The spatial resolution of the parcellations is also limited by current technology. A set of diffusion-weighted images appropriate for tractography might take 40min to acquire, and have spatial resolution of only 2×2×2mm³. As MR scanner technology improves, the spatial resolution of the images will increase, allowing for finer anatomical parcellations.

Despite these limitations, we have shown that diffusion-based parcellations, carried out in controlled circumstances in which functional or cytoarchitectonic boundaries are available, have identified connectional borders which align well with the functional or structural data. In the cases where the inferred parcellations depend on the accuracy of the underlying diffusion tractography, the functional/structural validation of these parcellations may prove a first step towards validating the tractography process. Eventually, the validity of diffusion-based connectivity studies should be established by direct comparison with invasive tracer studies in non-human primates.

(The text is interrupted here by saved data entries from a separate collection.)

PR #1233, opened 2024-11-11
fix: incorrect line skipping in renderer flush

### LINKED ISSUE #1232: Incorrect line skipping in renderer flush
**Describe the bug**

In the renderer `flush`, lines are skipped if they match the previous line. However, the comparison between the current and previous lines is not done properly.

```go
newLines := strings.Split(r.buf.String(), "\n")
oldLines := strings.Split(r.lastRender, "\n")
```

After that, the `newLines` are trimmed based on the terminal height to fit the screen:

```go
if r.height > 0 && len(newLines) > r.height {
    newLines = newLines[len(newLines)-r.height:]
}
```

This trimming causes the index to be lost. The first item in `oldLines` may not correspond to the first item in `newLines` if the number of lines in the current buffer exceeds the terminal height.

The issue occurs in the following comparison:

```go
canSkip := !flushQueuedMessages && 
    len(oldLines) > i && oldLines[i] == newLines[i]
```

In some cases, this leads to skipping line updates even when two lines are not the same (and vice versa). This happens because `oldLines` always starts from the top of the previous buffer, while `newLines` may have been truncated.

The solution is to compare the most recently rendered lines with the new lines, instead of comparing the lines from the beginning of the previous buffer.

**Setup**
 - OS: Debian
 - Shell: zsh
 - Terminal Emulator: kitty
 - Terminal Multiplexer: tmux

**To Reproduce**

It can be reproduced with the following steps:

1. Press `j` to increase the number of lines until it exceeds the terminal height.
2. Press `k` to decrease the number of lines until it is smaller than the terminal height.
3. You will observe that the lines are misaligned, with each line appearing one row higher than its correct position on the screen, and the first line will be missing.

```go
package main

import (
	"fmt"
	"os"
	"strings"

)

type model struct {
	n int
}

	return nil
}

	switch msg := msg.(type) {
	case tea.KeyMsg:
		switch msg.String() {
		case "q", "ctrl+c", "esc":
			return m, tea.Quit
		case "j":
			m.n += 1
		case "k":
			m.n -= 1
		}
	}
	return m, nil
}

	b := strings.Builder{}
	for i := range m.n {
		b.WriteString(fmt.Sprintf("%d. line\n", i))
	}
	return fmt.Sprintf("FirstLine\n%sLastLine", b.String())
}

func main() {
	if _, err := tea.NewProgram(model{n: 9}).Run(); err != nil {
		fmt.Println("Error running program:", err)
		os.Exit(1)
	}
}

```

**Expected behavior**

Lines should be skipped correctly only when the current line is identical to the previously rendered line

**Screenshots**
Screenshot from 2024-11-11 23-03-03
Adding lines...
Screenshot from 2024-11-11 23-03-20
Deleting lines...
Screenshot from 2024-11-11 23-03-34

semihbkgr:
fixes #1232

To fix the bug described in the issue, we can simply store the currently rendered lines and use them for comparison in the upcoming flush operation.

### DIFF
--- a/standard_renderer.go
+++ b/standard_renderer.go
@@ -184,7 +184,6 @@ func (r *standardRenderer) flush() {
 		newLines = newLines[len(newLines)-r.height:]
 	}
 
-	numLinesThisFlush := len(newLines)
 	flushQueuedMessages := len(r.queuedMessageLines) > 0 && !r.altScreenActive
 
 	if flushQueuedMessages {
@@ -257,11 +256,11 @@ func (r *standardRenderer) flush() {
 	}
 
 	// Clearing left over content from last render.
-	if r.linesRendered > numLinesThisFlush {
+	if r.linesRendered > len(newLines) {
 		buf.WriteString(ansi.EraseScreenBelow)
 	}
 
-	r.linesRendered = numLinesThisFlush
+	r.linesRendered = len(newLines)
 
 	// Make sure the cursor is at the start of the last line to keep rendering
 	// behavior consistent.
--- a/standard_renderer.go
+++ b/standard_renderer.go
@@ -34,6 +34,7 @@ type standardRenderer struct {
 	ticker             *time.Ticker
 	done               chan struct{}
 	lastRender         string
+	lastRenderedLines  []string
 	linesRendered      int
 	useANSICompressor  bool
 	once               sync.Once
@@ -174,7 +175,6 @@ func (r *standardRenderer) flush() {
 	}
 
 	newLines := strings.Split(r.buf.String(), "\n")
-	oldLines := strings.Split(r.lastRender, "\n")
 
 	// If we know the output's height, we can use it to determine how many
 	// lines we can render. We drop lines from the top of the render buffer if
@@ -210,7 +210,7 @@ func (r *standardRenderer) flush() {
 	// Paint new lines.
 	for i := 0; i < len(newLines); i++ {
 		canSkip := !flushQueuedMessages && // Queuing messages triggers repaint -> we don't have access to previous frame content.
-			len(oldLines) > i && oldLines[i] == newLines[i] // Previously rendered line is the same.
+			len(r.lastRenderedLines) > i && r.lastRenderedLines[i] == newLines[i] // Previously rendered line is the same.
 
 		if _, ignore := r.ignoreLines[i]; ignore || canSkip {
 			// Unless this is the last line, move the cursor down.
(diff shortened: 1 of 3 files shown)


semihbkgr:
It seems that the bug was introduced in #1132 after this change:
https://github.com/charmbracelet/bubbletea/pull/1132/files#diff-eec1160b5c25625c859865f3ea86e45e76521a2dd877c78a508183b968646f7dL194

meowgorithm:
Totally, this is a regression. Appreciate all the work and insight on this one, @semihbkgr; we’re checking this out now.

aymanbagabas (commented):
I tested it with the provided example and everything seems to work as expected.

@semihbkgr Could you please add comments in the code explaining why you're doing this? I know you explained this in the issue, but it would be more beneficial to have some explanation in the code 🙂

LeperGnome:
I could reproduce the bug, yea

LeperGnome:
@meowgorithm I found out that this bug was present in the original renderer before 1.2.0, but in a slightly different form... I'm tinkering around, still can't really wrap my head around it. I managed to fix it myself by:
```go
	r.lastRender = strings.Join(newLines, "\n") // instead of r.buf.String()
```
But I didn't test current patch yet

LeperGnome:
Yea, as @semihbkgr pointed out in https://github.com/charmbracelet/bubbletea/issues/1232 it seems like the issue lies in the fact, that `lastRender` contains **all** the lines (even not rendered) from the previous frame, and `newLines` are being trimmed to fit the window height. So at the end, we don't match lines correctly to see if they're the same. ouch

LeperGnome:
Oh, wait.. @aymanbagabas did you reproduce the bug or not? I might've misunderstood your comment

aymanbagabas:
@LeperGnome Yes, I was able to reproduce the bug. This patch fixes the issue

standard_renderer.go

However, at present, the voxel resolution available to diffusion studies (of the order of 1mm³) is such that only the largest fibre pathways are visible in a macaque brain (Parker et al. 2002). The demonstration of good correspondence between connectional, functional and cytoarchitectures inferred from diffusion imaging, functional imaging and histolology, respectively, not only promises to provide powerful tools for studying brain structure and function in vivo, but lends weight to the argument that diffusion imaging is providing measures relating to anatomical brain circuitry.